I have an AGR trip booked with a connection from the California Zephyr to the Coast Starlight at Emeryville. Or are you only talking about from the CS to the CZ?


----------



## tricia (Jan 20, 2016)

willem said:


> > AGR doesn't allow a connection in Emmeryville with the Coast Starlight and California Zephyr. For some STUPID reason they only allow the connection in Sacramento. Just thought you should know about that.
> 
> 
> Although Sacramento is the only Amtrak-approved transfer point, many people have suggested buying coach tickets for Sacramento-Davis and Davis-Sacramento as a small price to pay for a nicer experience waiting.


FWIW, I just now booked an AGR redemption, southbound CS to eastbound CZ. I asked to transfer in Davis, said I was willing to pay for a ticket between SAC and Davis if needed, but the agent booked the Davis transfer as part of the AGR redemption.

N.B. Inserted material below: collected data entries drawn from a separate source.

PR #105, opened 2021-11-13
bug fix in install.py

sunwayihep:
In `find_active_python_version_and_path` function, the `p.replace(".a", ".dylib" if os_name == "Darwin" else ".so")` will lead to the bug if the directory path including the `.a` substring, e.g. `/home/software.ihep.ac.cn/python/libxxx.a` will be replaced with 
`/home/software.ihep.soc.cn/python/libxxx.so`, therefore a simple fix for this bug.

### DIFF
--- a/install.py
+++ b/install.py
@@ -104,7 +104,7 @@ def find_active_python_version_and_path():
     paths = [os.path.join(cv[p], cv["LDLIBRARY"]) for p in ("LIBDIR", "LIBPL")]
     # ensure that static libraries are replaced with the dynamic version
     paths = [
-        p.replace(".a", ".dylib" if os_name == "Darwin" else ".so")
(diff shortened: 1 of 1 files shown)


magnatelee:
@sunwayihep Thanks for this PR and sorry for the late response. The team is currently setting up contribution guidelines. Once we have them settled, we will merge this PR.

magnatelee:
@sunwayihep Sorry for the late response. We're ready to merge this PR, but before doing so, we'd like you to sign off your commit: https://github.com/nv-legate/legate.core/blob/branch-22.01/CONTRIBUTING.md#how-do-i-sign-the-dco. Note that you should amend the commit, instead of reverting and recommitting it, otherwise the change without a sign-off still appears in the history. Again, thank you for your contribution!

It'll be different after the system changes 1/24, but I thought anyone considering last-minute zone redemptions this week might want to know.


----------



## willem (Jan 20, 2016)

Good! There is no reason why that shouldn't be allowed. I just hope the agent doesn't get chastised because someone notices it.

Of course, if the Coast Starlight is late, you will want to monitor the situation and be prepared to get off in Sacramento rather than miss your connection. If the Starlight is late, I'd suggest talking to the conductor and see if he or she can notify the Zephyr conductor that you will board in Sacramento, and be prepared to call Amtrak if there is any hesitation. You don't want the Zephyr conductor marking you as a no-show, especially if you have another leg after the Zephyr on the same ticket.


----------



## Tennessee Traveler (Jan 20, 2016)

I have booked similar CS to CZ connection in April with Sacramento as the connection point and then added coach tickets to and from Davis. This past week I traveled on the CZ through Davis and now have decided I prefer to actually get off the train in Sacramento and wait their for the CZ. I cancelled my Davis coach tickets. I know it was just a view from the train but I did not see that I would have better food or waiting conditions in Davis. I have been in Sacramento station and will take my chances there.


----------



## Bob Dylan (Jan 20, 2016)

Tennessee Traveler said:


> I have booked similar CS to CZ connection in April with Sacramento as the connection point and then added coach tickets to and from Davis. This past week I traveled on the CZ through Davis and now have decided I prefer to actually get off the train in Sacramento and wait their for the CZ. I cancelled my Davis coach tickets. I know it was just a view from the train but I did not see that I would have better food or waiting conditions in Davis. I have been in Sacramento station and will take my chances there.


Sometimes the view from the train is not the same as boots on the ground!

Trust me, Davis has lots more to offer than Sacramento ( except for the Rail Museum)including good food, a beautiful ex SP Station with a friendly agent and the scenery in a beautiful little California College town. YMMV


----------



## BCL (Jan 21, 2016)

Bob Dylan said:


> Tennessee Traveler said:
> 
> 
> > I have booked similar CS to CZ connection in April with Sacramento as the connection point and then added coach tickets to and from Davis. This past week I traveled on the CZ through Davis and now have decided I prefer to actually get off the train in Sacramento and wait their for the CZ. I cancelled my Davis coach tickets. I know it was just a view from the train but I did not see that I would have better food or waiting conditions in Davis. I have been in Sacramento station and will take my chances there.
> ...


If the wind and temperature conditions are just right, there's the smell of the cows from the research dairy.

https://localwiki.org/davis/Essence_of_Davis


----------